El Defensor del Pueblo en Euskadi, Iñigo Lamarca, no oculta su inquietud por las consecuencias negativas que está trayendo la coyuntura económica actual. Reconoce que los mayores perjudicados están siendo las personas en riesgo de exclusión social, por lo que pide a las administraciones que gestionen las ayudas “con la mayor diligencia posible”. Según explicó ayer durante la presentación de su informe anual en el Parlamento Vasco, en ocasiones, el tiempo que se emplea en la tramitación de las solicitudes resulta excesivo, por lo que hizo un llamamiento a que se “prioricen” las reclamaciones de los colectivos más necesitados.
El Defensor del Pueblo de Euskadi alertó de que cada vez con mayor frecuencia se está tendiendo a vincular la inmigración con la delincuencia, un hecho que calificó de “alarmante”. “Se está extendiendo un discurso que no está basado en estudios rigurosos y que relacionan la inmigración con el uso abusivo y fraudulento de servicios públicos y prestaciones”, denunció Lamarca. El Ararteko advirtió de que este hecho “puede afectar a la convivencia y cohesión social”.

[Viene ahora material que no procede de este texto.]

PR #904, opened 2024-11-05
Accounts plugin support connection tokens

James-Mart:
## Changes

* Refactors `accounts` app into several modules
* Splits the `accounts` plugin api into different interfaces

Asimismo, el defensor ha centrado este año parte de su esfuerzo en manifestar su desacuerdo con la supresión del servicio de atención jurídico-social a personas extranjeras, Heldu, por parte del Departamento vasco de Empleo y Asuntos Sociales, y tratar de que se restablezca. En este sentido, recordó el nuevo modelo planteado por el Gobierno Vasco presenta todavía “quejas y disfunciones”.